##### MATERIALS PROVIDED #####
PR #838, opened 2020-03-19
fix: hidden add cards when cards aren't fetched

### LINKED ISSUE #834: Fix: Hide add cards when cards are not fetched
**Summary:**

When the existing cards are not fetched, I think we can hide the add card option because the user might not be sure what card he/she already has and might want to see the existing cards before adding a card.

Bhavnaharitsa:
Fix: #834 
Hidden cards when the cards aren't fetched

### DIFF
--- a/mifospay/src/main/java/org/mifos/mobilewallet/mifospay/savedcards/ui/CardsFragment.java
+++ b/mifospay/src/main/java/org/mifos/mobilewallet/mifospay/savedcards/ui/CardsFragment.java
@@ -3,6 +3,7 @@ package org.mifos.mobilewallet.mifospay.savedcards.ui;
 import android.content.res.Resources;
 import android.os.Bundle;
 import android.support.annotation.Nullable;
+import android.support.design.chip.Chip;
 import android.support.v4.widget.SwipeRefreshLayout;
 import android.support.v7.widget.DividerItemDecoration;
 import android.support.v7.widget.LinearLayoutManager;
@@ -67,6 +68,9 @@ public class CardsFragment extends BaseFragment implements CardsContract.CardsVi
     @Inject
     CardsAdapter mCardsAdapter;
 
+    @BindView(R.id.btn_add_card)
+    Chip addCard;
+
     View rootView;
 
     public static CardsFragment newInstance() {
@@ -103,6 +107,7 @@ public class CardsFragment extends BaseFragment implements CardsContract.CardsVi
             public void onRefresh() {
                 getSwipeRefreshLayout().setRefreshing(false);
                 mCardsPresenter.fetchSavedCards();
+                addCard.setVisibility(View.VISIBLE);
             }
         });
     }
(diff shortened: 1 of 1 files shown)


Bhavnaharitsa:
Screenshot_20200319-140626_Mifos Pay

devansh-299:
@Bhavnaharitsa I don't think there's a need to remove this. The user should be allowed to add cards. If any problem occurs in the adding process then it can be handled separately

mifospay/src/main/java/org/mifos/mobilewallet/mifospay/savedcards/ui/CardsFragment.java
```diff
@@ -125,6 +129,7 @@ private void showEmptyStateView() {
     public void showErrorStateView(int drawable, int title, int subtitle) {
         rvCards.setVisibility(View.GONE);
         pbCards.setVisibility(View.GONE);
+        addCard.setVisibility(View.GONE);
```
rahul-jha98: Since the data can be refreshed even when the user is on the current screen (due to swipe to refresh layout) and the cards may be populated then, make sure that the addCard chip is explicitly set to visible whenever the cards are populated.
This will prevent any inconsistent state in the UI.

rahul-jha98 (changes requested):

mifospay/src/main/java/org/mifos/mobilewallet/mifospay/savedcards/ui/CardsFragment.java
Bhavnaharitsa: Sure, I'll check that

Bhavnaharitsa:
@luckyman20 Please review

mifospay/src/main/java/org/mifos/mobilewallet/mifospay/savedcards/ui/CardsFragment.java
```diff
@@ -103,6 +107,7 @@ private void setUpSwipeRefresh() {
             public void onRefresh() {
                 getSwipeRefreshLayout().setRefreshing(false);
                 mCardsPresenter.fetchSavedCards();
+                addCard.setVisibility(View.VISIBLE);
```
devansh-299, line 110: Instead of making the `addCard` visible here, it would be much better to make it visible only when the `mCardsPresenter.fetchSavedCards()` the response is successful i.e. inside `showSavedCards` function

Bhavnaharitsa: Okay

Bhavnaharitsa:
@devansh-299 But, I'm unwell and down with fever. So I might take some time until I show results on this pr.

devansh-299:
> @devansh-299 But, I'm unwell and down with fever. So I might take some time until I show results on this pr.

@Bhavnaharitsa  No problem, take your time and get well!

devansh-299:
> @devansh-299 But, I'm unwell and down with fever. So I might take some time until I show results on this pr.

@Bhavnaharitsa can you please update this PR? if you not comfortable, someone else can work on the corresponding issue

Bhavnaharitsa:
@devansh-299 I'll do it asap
#####
##### MATERIALS PROVIDED #####
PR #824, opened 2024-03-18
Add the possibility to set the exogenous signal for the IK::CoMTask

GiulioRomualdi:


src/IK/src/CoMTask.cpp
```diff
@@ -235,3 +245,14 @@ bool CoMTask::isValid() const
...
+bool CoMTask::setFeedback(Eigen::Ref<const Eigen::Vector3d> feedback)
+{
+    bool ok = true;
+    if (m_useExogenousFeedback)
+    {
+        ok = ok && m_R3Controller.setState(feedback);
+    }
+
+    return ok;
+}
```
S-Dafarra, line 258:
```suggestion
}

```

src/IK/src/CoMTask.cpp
#####
##### MATERIALS PROVIDED #####
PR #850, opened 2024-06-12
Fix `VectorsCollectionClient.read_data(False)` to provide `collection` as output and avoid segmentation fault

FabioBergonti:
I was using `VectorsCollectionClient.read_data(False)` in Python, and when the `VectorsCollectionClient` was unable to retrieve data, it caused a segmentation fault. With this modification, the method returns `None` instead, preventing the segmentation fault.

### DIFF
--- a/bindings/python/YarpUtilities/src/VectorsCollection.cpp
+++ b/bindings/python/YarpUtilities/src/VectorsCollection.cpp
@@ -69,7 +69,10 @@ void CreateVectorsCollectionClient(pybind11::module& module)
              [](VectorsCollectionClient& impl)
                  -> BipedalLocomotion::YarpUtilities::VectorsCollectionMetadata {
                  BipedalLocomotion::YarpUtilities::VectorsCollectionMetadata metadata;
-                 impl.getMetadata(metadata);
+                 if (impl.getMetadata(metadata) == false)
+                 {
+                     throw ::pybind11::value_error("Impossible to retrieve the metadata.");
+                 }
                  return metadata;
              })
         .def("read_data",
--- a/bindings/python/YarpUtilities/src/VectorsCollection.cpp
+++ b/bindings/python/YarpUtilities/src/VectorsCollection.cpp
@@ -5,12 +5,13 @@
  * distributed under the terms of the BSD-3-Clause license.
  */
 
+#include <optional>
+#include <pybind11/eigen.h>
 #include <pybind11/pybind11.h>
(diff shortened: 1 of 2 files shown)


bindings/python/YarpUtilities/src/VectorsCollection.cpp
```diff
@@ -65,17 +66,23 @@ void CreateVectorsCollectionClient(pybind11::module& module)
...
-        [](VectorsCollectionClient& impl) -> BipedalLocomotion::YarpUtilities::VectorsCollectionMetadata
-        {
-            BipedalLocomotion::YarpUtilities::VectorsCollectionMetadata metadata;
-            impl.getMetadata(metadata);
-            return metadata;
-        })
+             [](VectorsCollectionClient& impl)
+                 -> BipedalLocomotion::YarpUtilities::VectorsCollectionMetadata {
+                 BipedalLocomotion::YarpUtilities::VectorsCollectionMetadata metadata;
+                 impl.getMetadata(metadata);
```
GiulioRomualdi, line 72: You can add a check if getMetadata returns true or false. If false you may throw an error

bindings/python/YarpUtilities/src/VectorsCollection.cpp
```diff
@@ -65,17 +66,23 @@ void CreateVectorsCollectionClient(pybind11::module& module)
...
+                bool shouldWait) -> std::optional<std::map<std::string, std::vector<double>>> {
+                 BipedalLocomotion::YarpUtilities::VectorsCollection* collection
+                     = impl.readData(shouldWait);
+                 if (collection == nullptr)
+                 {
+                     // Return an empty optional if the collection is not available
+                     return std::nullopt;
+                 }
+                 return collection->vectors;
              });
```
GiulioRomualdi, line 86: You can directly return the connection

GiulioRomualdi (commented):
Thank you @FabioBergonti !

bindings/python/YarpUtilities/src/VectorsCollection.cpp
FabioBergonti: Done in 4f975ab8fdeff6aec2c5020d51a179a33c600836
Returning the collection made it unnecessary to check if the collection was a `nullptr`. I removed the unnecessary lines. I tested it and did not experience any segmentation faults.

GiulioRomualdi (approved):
#####
Scan the records above and report every line with the string "BaseFragment".

**OUTPUT FOR THIS EXERCISE:**
@@ -67,6 +68,9 @@ public class CardsFragment extends BaseFragment implements CardsContract.CardsVi
@@ -103,6 +107,7 @@ public class CardsFragment extends BaseFragment implements CardsContract.CardsVi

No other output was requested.